Why We Wrote About Race
In many ways, I look at “Being White in Philly,” which appears in the March issue of Philly Mag, as the bookend to an article we ran last September. That story, Steve Volk’s gripping “Welcome to Hell,” examined violence in some of the most dangerous parts of Philadelphia through the tales of two teenage boys—one killed by gunfire in his neighborhood, the other with a mother who so feared for his safety that she sent him to live with his father in the Dominican Republic. “Welcome to Hell” brought to life what it’s like to live in the literal equivalent of a war zone, where thousands have died over the past decade and potentially hundreds of thousands more suffer from post-traumatic stress disorder.

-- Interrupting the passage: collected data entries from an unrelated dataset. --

Issue #6292, opened 2026-06-23
Workflow runs: show parameters, step errors, and allow re-run with same params


DaBlitzStein:
## Problem

When running a workflow from the dashboard UI:

1. **Parameters not visible in run history**: after launching a workflow, the runs list shows state and steps count but NOT what parameters were used. You can't see what sector, stage, etc. were passed without opening the run detail.

2. **No re-run with same parameters**: there's no way to re-launch a workflow with the same parameters as a previous run. You have to type them all again.

3. **No error shown in run list**: failed runs show state=failed but the error message is hidden in the run detail. The run list should show WHY it failed.

4. **No step-level errors in API**: the StepResult struct has no error field - only output. When a step fails, the error goes to the run-level error, not to the individual step that failed.

### API changes
- GET /api/workflows/{id}/runs: add input (the params used) and error to each run item
- StepResult struct: add error field, expose it in GET /api/workflows/runs/{run_id}

### Dashboard changes
- Add parameter preview column to the runs table (key: value per param)
- Add error column to the runs table (truncated error on failed runs)
- Add "Re-run with same params" button that pre-fills the run form from a previous run

## Related
- Observed during investor-outreach workflow testing on rodela
- The run detail endpoint already returns input and step_results with per-step output
- These are just not surfaced in the list UI

houko:
Backend for all three asks is now on `main`:

- **Step errors** — #6302 adds an `error: Option<String>` field to `StepResult`, surfaced in `GET /api/workflows/runs/{run_id}` and the synchronous `POST /api/workflows/{id}/run` response. Operator-node steps that fail without an LLM call (gate / transform / branch) now carry the cause in the dedicated `error` field instead of only stuffing it into `output`.
- **Re-run with same params** — #6302 adds `POST /api/workflows/runs/{run_id}/rerun`, which starts a fresh run of the same workflow with the original run's stored `input`, leaves the original untouched, and returns `202` with the new run id.
- **Show parameters** — #6293 exposes each run's `input` (and `error`) in `GET /api/workflows/{id}/runs`; that endpoint is now also scoped to the path workflow (#6298), so the run inputs are no longer leaked across workflows.

Remaining: the dashboard columns + re-run button (the UI half), tracked separately per the #6302 changelog. Leaving this open for that UI work.

PR #6280, opened 2026-06-22
chore(deps): bump vulnerable/yanked lockfile deps to clear global CI failures

houko:
## Problem

CI is red on **every branch** since ~23:00 UTC 2026-06-22 — this PR, the open dependabot PRs (cron #6278, wasmtime, cargo-minor-patch), and main's next scheduled run. It was green on main at the beta.22 push (10:57). Two independent upstream events, neither caused by any PR's content, wedged two separate required checks:

### 1. `cargo-deny (advisories)` — yanked crate
`crypto-bigint` **0.7.0 through 0.7.4 were all yanked** from crates.io. The lock pinned the yanked **0.7.3**, and `deny.toml` sets `yanked = "deny"`:
```
error[yanked]: detected yanked crate (try `cargo update -p crypto-bigint`)
```

### 2. `Security` (`cargo xtask deps --audit`) — new high-severity advisory
**RUSTSEC-2026-0185** (published 2026-06-22, **7.5 high**) against **quinn-proto < 0.11.15** — "Remote memory exhaustion from unbounded out-of-order stream reassembly". The lock pinned the vulnerable **0.11.14**:
```
error: 1 vulnerability found!
```

## Fix

Lock-only bumps to the fixed releases, plus the minimal compatible cascade each requires (all resolver-chosen, within existing semver ranges):

- `crypto-bigint` 0.7.3 → 0.7.5 — pulls `hybrid-array` 0.4.10 → 0.4.12 and `typenum` 1.19.0 → 1.20.1
- `quinn-proto` 0.11.14 → 0.11.15

No source, manifest, or feature changes. Merging this unblocks both `cargo-deny` and `Security` across all open branches once they rebase.

## Verification

- `git diff origin/main --stat`: only `Cargo.lock`, 8 lines each side (the four crate version+checksum pairs above).
- Resolver-chosen patch/minor bumps; full build/test covered by CI.

Issue #6266, opened 2026-06-21
Session mixing between LibreFang web UI and Telegram channel


DaBlitzStein:
When using both the LibreFang dashboard web UI and the Telegram channel to interact with the same agent, sessions get mixed — messages from one interface appear in the other, or the agent responds in the wrong channel. Agent sessions should be isolated per channel instance to prevent cross-contamination of conversation contexts.

DaBlitzStein:
## Findings 2026-06-21

### Async delegation callback delivery
- The mid-turn forward (send_channel_message in complete_async_task) DOES fire — confirmed via logs
- Response IS sent to Telegram adapter with correct user=34387719
- But the response is NOT delivered to the user on Telegram
- **Root cause**: Zombie Telegram sidecar processes survive daemon restart (systemd --user restart doesn't kill child processes). Old sidecar holds the long-poll connection, new sidecar can't receive or send messages.
- Workaround: kill -9 all sidecar processes + daemon restart

### Session mixing (Web UI ↔ Telegram)
- deannatroi responds in the web UI chat instead of forwarding to Telegram
- Agent sees the callback in session but doesn't push to the channel
- Related: session context from web UI is shared with Telegram session

### Long tasks
- Multi-step delegated tasks work (Coder: 5+ iterations with web_search + web_fetch)
- Deepseek API latency per iteration: ~20-30s
- No intrinsic timeout issue — just slow

houko:
Triage after #6267 (now on `main`):

**Fixed by #6267:**
- *Zombie Telegram sidecars surviving daemon restart* — `librefang-channels/src/sidecar.rs` previously just `break`-ed out of the supervisor loop on `Shutdown`/`ReceiverGone`, leaking the Python sidecar that held the long-poll connection. It now `kill().await`s the child before breaking in both shutdown arms. This was the actual cause of "response IS sent to the Telegram adapter but NOT delivered to the user."
- *Delegation result not pushed to the channel mid-turn* — `librefang-kernel/src/kernel/task_registry.rs` now forwards the completion text to the agent's home channel after injecting the mid-turn signal, **when the originating turn carries a channel `chat_id`**.

**Still open:**
[...]

PR #6253, opened 2026-06-20
feat(cli): localize TUI Onboarding Wizard and Agents screen

pavver:
## Type

- [ ] Agent template (TOML)
- [ ] Skill (Python/JS/Prompt)
- [ ] Channel adapter
- [ ] LLM provider
- [ ] Built-in tool
- [ ] Bug fix
- [ ] Feature (Rust)
- [x] Documentation / Translation
- [x] Refactor / Performance
- [ ] CI / Tooling
- [ ] Other

## Summary

This PR localizes the two major CLI TUI screens:
1. **Onboarding / Setup Wizard Screen (`tui/screens/init_wizard.rs`)**: Refactored the setup steps, provider selection (with localized environment keys and hints), API key verification, default model picker, smart routing configuration, and completion state launcher options.
2. **Agents Management Screen (`tui/screens/agents.rs`)**: Localized the full agents list (with table headers), agent detail view, custom agent builder (inputs for name, description, system prompt, and tools checklists), and template picker.

All user-facing text strings on these screens have been moved to Fluent-native localization files, supporting English, Ukrainian, and Simplified Chinese. In addition, both screens have been integrated into the `i18n_checks` test suite to prevent future localization regressions.

#### [MODIFY] [init_wizard.rs](file:///home/pavver/librefang-ukrainian-cli-i18n/crates/librefang-cli/src/tui/screens/init_wizard.rs)
- Modified `ProviderInfo` and static `PROVIDERS` list to use localizable Fluent keys for provider description hints (e.g. `tui-init-hint-*`).
- Localized all `draw_*` screens including migration detector, API key validation, model picker, smart routing tiers, and daemon launcher options.
- Cleaned up clippy compiler warnings by resolving needless borrows of reference variables during migration done screen rendering.

#### [MODIFY] [agents.rs](file:///home/pavver/librefang-ukrainian-cli-i18n/crates/librefang-cli/src/tui/screens/agents.rs)
- Localized sub-screen title headers, custom builder description, and prompt pre-fills.
- Replaced hardcoded text labels in `draw_detail` (e.g. ID, Name, State, Capabilities, Tags) and lists checklists (`draw_checkbox_list`).
- Modified `TOOL_OPTIONS` structure and `draw_tool_select` to dynamically fetch tool descriptions from Fluent translations.
- Adjusted tool checklist formatting (`format!("  {}{:<16}", check, name)`) to avoid having alphabetic letters in literals with spaces, passing the localization scanner.

[...]

PR #6310, opened 2026-06-24
release: v2026.6.24-beta.23

### LINKED ISSUE #6251: Bug: Consecutive `Role::User` Messages in Aggregated Developer Loop (Anthropic API 400)

### LINKED ISSUE #6264: Proposal: Pluggable Context Rewrite Modules

### LINKED ISSUE #6265: /new command does not work
The /new slash command in LibreFang does not work as expected. The expected behavior is to create a new agent or a new session. Needs investigation.

### LINKED ISSUE #6270: Windows desktop setup fails to launch: plugins.updater is null
### Summary
The Windows desktop app from the latest setup installer exits immediately on launch because the Tauri updater plugin configuration is bundled as null.

### Affected version
- LibreFang: 26.6.32241
- Release: v2026.6.22-beta.21
- Installer: LibreFang_26.6.32241_x64-setup.exe
- OS: Windows x64

### Reproduction
1. Install LibreFang using the latest Windows x64 setup exe.
2. Launch `D:\Programs\LibreFang\librefang-desktop.exe`.

### Actual result
The app exits immediately with exit code 101:

```text
Starting LibreFang Desktop...

thread 'main' panicked at crates\librefang-desktop\src\lib.rs:532:10:
Failed to build Tauri application: PluginInitialization("updater", "Error deserializing 'plugins.updater' within your Tauri configuration: invalid type: null, expected struct Config")
```

### Expected result
The desktop app should open normally.

### Additional context
This reproduced on multiple recent Windows desktop releases:
- 26.6.32179
- 26.6.32190
- 26.6.32241

The source contains updater config in `crates/librefang-desktop/tauri.desktop.conf.json`, but the release workflow appears to build with only target args and without explicitly passing/merging that desktop config overlay. The updater metadata URL also currently returns `Not Found`:

https://github.com/librefang/librefang/releases/latest/download/latest.json

houko:
## Release v2026.6.24-beta.23

_33 PRs from 5 contributors since v2026.6.22-beta.22._

### Added

- Localize TUI Onboarding Wizard and Agents screen (#6253) (@pavver)
- Pluggable context-rewrite modules — per-agent engine + host-run request_llm_summary (closes #6264) (#6287) (@houko)
- Add scriptable tool result transform hook (#6291) (@pavver)
- Per-step errors and re-run with same parameters (#6292) (#6302) (@houko)
- Code_search workspace regex search tool (#6295) (#6307) (@houko)

### Fixed

- Gate provider hourly token budget pre-call so exhaustion flags the fallback chain (#5980) (#5988) (@DaBlitzStein)
- Persist agent skill & MCP-server assignments to agent.toml (#6046) (@DaBlitzStein)
- Embed developer-loop placeholder in first result delivery (closes #6251) (#6254) (@maoxin1234)
- Kill sidecar child on shutdown + forward async delegation result to channel (#6267) (@DaBlitzStein)
- Complete dashboard i18n coverage (#6271) (@pavver)
- Vendor OpenSSL unconditionally so cross-compiled release targets link (#6279) (@houko)
- Merge updater plugin config into base tauri.conf.json (closes #6270) (#6283) (@houko)
- Handle /new in the TUI chat surfaces (closes #6265) (#6284) (@houko)
- Merge the dual [Unreleased] sections into one at the top (#6285) (@houko)
- Forward web-UI-initiated delegation results to the home channel (refs #6266) (#6286) (@houko)
- AUTH PLAIN fallback for SMTP + expose input/error in workflow runs list (#6293) (@DaBlitzStein)
- Scope GET /api/workflows/{id}/runs to the path workflow (#6298) (@houko)
- Block sandbox escape via intermediate-ancestor symlink on writes to non-existent dirs (#6299) (@houko)
- Reject newline/CR/NUL in secret key to prevent secrets.env line injection (#6300) (@houko)
- Graceful 400 for non-table [memory]/[proactive_memory] in PATCH /api/memory/config (#6301) (@houko)
- Apply api_key_env/base_url in PATCH /api/agents/{id}/config instead of dropping them (#6303) (@houko)
- Wire provider cooldown breaker into the LLM retry path and fix its probe gate (#6305) (@houko)
- Gate scriptable transform-hook tests behind cfg(unix) to unbreak Windows CI (#6306) (@houko)
- Gate use std::sync::Arc behind cfg(unix) to complete the Windows-red fix (#6308) (@houko)
- Install libdbus-1-dev in the release Bump Version job (#6309) (@houko)

### Performance

- JSON-aware token estimation for tool paths (#6281) (@maoxin1234)

<details>
<summary>Documentation, maintenance, and other internal changes</summary>

### Maintenance

- Token-estimation accuracy benchmark with multi-tokenizer baselines (#6269) (@maoxin1234)
- Bump the cargo-minor-patch group across 1 directory with 8 updates (#6276) (@app/dependabot)
- Bump wasmtime from 45.0.2 to 46.0.0 (#6277) (@app/dependabot)
- Bump cron from 0.16.0 to 0.17.0 (#6278) (@app/dependabot)
- Bump vulnerable/yanked lockfile deps to clear global CI failures (#6280) (@houko)
- Bump actions/checkout from 6 to 7 (#6296) (@app/dependabot)
- Bump actions/cache from 5.0.5 to 6.0.0 (#6297) (@app/dependabot)

</details>

---
**Full diff:** https://github.com/librefang/librefang/compare/v2026.6.22-beta.22...v2026.6.24-beta.23


houko (commented):
**CHANGELOG section ordering** — `[Unreleased]` has been pushed below the new `[2026.6.24]` section.

Keep a Changelog (which this repo follows per the CHANGELOG header) requires `[Unreleased]` to always be the first section:

```
## [Unreleased]          ← should appear here
…

## [2026.6.24] - 2026-06-24
…
```

The four post-cutoff entries under `[Unreleased]` (#6262, #6242, #6209, #3576) are not missing from the release notes — they legitimately landed after the cut — so this is ordering-only.

The bump-version script inserts the new release above `[Unreleased]` rather than below it; fixing the script would stop this from recurring on every version bump PR.

---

“Being White in Philly,” by writer-at-large Robert Huber, looks at some of those same parts of the city, and some of those same issues, but through a decidedly different prism: how middle-class white Philadelphians feel about them. Huber spent several weeks in the Fairmount section of town, on the edge of North Philadelphia, talking to white people there about race and class, and their impact on their lives.
Race, of course, remains the most explosive topic in America—last year’s Trayvon Martin case is the most recent vivid example—and as you might imagine, we as an editorial team had many conversations about whether this piece was one we should do. Indeed, among our discussions was a debate about whether we—a magazine with exactly zero people of color on its full-time editorial staff—even had license to report and write on such a sensitive topic.
In the end, I decided to go forward with the story for two reasons. First, because I believe it is a story. As Huber notes in his piece, when race is written about, it’s generally done from the point of view of African-Americans. There are many just and legitimate reasons for that, but to pretend that white people don’t also have thoughts and feelings about the issue is dishonest. And so it seemed to me that if nothing else, there was something to be learned.
Beyond that, it struck me that not to do this story would be to declare that the problems of Philadelphia’s underclass are theirs and theirs alone. In truth, the fact that nearly a third of African-Americans here live below the poverty line—and in many cases live surrounded by violence—remains Philadelphia’s single biggest issue, the one that drives every other issue, from crime and violence to schools and unemployment.
I’ll let you read for yourself what Huber found when he talked to those white Fairmounters, except to say this: Their stories are varied and complex, in most cases as far from black-and-white as you can imagine. “In so many quarters, even to talk about race is considered racist,” Huber writes in his story. He’s correct in that observation, but I also believe this to be true: To not talk about race is to admit that we can never move forward.
This is taken from Tom McGrath’s editor’s letter that appears in the March 2013 issue of Philadelphia magazine.